▶ **Required action**
Which lines below hold the word "designs"? Report each one.

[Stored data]
"""

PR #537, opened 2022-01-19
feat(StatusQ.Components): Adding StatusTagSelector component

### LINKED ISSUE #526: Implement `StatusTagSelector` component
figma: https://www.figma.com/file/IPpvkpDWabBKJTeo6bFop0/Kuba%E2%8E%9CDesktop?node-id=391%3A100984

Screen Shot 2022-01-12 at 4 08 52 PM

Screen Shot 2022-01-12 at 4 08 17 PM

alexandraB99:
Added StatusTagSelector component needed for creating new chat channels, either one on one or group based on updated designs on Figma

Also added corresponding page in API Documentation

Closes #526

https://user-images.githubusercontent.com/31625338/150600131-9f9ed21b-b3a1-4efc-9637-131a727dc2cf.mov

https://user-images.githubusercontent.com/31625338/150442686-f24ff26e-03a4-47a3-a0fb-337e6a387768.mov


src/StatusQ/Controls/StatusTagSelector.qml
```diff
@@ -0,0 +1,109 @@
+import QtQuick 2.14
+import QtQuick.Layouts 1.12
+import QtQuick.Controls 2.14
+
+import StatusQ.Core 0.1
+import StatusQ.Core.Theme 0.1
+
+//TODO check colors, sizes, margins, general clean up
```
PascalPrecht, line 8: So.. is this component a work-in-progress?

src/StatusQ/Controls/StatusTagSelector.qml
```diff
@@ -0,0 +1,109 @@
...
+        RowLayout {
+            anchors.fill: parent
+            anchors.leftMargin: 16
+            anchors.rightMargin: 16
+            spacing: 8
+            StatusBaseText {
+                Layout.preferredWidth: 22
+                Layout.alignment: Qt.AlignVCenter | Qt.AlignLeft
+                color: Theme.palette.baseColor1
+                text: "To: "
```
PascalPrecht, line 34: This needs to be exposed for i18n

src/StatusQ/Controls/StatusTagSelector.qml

"""
"""

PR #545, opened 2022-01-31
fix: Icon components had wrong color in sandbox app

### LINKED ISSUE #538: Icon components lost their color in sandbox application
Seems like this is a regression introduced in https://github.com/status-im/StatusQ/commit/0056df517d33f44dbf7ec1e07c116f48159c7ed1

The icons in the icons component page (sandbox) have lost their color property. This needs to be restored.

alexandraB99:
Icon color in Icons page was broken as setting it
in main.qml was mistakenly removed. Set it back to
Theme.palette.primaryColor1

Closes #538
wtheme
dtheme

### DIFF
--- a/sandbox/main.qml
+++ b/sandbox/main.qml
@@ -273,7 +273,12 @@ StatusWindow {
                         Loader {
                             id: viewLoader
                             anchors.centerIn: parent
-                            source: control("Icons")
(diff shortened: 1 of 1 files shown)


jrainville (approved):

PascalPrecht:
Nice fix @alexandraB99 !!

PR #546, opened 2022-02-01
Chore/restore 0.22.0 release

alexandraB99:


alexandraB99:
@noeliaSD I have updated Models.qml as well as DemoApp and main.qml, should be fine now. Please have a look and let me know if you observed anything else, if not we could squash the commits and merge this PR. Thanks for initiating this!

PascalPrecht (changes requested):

"""
"""

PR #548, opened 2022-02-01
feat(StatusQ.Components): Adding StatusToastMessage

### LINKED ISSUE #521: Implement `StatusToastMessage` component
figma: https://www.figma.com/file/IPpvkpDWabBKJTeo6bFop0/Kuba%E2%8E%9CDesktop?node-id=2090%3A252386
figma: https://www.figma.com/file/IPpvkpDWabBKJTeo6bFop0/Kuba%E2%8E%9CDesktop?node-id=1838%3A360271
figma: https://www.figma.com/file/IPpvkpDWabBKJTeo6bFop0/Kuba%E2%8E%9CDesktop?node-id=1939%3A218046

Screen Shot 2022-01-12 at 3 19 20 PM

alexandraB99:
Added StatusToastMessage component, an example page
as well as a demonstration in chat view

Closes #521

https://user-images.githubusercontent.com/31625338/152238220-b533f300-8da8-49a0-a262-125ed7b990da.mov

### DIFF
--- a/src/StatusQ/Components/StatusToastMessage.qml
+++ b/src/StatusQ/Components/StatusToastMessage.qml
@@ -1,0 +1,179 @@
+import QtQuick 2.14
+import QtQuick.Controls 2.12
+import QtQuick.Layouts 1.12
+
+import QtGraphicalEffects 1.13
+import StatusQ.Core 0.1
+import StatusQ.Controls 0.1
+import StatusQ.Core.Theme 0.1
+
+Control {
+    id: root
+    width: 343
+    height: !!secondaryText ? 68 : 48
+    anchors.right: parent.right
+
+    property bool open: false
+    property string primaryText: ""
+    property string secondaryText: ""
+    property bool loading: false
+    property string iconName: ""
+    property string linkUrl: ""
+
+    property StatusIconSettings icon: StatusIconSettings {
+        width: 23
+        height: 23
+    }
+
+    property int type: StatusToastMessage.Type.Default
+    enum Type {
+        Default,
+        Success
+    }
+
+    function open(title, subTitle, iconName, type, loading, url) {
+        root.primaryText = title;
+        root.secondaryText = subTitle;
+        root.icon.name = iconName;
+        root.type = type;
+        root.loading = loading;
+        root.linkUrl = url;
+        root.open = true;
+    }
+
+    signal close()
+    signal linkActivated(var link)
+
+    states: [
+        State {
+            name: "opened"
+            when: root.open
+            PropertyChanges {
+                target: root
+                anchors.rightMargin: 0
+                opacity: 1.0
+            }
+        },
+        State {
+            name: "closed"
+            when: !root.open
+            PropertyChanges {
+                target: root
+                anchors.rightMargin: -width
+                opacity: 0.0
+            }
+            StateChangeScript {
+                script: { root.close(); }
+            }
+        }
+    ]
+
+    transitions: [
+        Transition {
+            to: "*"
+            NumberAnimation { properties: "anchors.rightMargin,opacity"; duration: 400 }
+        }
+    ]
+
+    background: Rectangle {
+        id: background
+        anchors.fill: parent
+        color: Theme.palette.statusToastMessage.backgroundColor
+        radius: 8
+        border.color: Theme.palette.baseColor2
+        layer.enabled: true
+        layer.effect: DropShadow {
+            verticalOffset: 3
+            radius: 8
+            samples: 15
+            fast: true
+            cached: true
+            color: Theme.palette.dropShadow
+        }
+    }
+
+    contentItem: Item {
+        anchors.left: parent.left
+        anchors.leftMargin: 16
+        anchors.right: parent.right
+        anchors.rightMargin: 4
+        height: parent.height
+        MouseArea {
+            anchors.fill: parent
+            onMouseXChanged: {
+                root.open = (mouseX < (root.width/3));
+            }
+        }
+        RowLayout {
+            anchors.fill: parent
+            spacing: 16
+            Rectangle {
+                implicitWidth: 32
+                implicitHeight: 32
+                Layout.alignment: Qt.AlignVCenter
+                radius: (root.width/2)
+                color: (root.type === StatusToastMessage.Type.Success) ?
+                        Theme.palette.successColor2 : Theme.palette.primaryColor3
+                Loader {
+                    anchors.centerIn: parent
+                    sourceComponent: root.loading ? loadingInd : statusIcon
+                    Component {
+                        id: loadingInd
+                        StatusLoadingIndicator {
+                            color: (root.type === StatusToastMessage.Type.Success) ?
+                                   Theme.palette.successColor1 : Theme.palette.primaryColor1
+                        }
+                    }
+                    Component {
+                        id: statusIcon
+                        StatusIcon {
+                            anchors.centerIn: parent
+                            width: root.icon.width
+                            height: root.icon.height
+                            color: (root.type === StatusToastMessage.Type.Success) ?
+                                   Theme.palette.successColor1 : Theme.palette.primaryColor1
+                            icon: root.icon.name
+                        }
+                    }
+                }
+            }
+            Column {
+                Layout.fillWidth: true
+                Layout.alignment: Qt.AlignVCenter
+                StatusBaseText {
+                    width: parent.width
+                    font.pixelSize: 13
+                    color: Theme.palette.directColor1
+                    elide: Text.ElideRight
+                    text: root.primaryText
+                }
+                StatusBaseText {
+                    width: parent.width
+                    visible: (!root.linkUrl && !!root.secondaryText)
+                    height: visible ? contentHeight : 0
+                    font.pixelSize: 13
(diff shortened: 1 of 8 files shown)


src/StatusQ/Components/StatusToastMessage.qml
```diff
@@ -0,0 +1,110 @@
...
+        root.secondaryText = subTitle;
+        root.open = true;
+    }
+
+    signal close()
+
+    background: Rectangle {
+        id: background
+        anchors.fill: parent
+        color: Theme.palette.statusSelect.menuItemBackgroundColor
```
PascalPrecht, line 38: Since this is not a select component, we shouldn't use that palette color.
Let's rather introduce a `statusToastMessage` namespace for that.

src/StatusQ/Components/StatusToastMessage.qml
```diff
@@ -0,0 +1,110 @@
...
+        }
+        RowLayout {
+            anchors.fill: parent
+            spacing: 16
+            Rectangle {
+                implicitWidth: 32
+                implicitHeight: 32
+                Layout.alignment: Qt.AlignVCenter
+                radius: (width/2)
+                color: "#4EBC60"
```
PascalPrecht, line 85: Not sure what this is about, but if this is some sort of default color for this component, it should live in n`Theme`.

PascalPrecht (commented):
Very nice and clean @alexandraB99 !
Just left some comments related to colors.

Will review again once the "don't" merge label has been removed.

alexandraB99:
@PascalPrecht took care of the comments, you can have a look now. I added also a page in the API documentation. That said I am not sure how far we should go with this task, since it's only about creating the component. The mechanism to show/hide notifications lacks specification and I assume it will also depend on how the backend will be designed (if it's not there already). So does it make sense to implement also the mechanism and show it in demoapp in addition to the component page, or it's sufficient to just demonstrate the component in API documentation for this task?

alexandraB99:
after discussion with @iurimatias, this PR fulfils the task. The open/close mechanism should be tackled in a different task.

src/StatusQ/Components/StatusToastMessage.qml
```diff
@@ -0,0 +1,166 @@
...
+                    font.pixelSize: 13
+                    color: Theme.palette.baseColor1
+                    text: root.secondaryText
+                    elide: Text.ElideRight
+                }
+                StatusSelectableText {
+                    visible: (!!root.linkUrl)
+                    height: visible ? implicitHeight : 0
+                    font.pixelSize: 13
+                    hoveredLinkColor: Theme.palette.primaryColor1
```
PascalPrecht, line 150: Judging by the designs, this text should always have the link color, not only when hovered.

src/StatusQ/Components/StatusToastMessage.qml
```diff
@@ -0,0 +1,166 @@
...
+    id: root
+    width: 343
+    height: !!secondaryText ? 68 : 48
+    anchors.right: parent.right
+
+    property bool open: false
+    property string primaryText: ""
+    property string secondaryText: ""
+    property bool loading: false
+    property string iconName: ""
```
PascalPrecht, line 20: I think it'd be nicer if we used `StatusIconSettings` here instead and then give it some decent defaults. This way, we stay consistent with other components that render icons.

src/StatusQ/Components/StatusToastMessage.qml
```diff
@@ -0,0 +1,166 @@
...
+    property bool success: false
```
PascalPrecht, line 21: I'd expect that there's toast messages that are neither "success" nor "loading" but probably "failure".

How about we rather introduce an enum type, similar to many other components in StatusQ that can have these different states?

"""

▶ **Response to this task**
Added StatusTagSelector component needed for creating new chat channels, either one on one or group based on updated designs on Figma
PascalPrecht, line 150: Judging by the designs, this text should always have the link color, not only when hovered.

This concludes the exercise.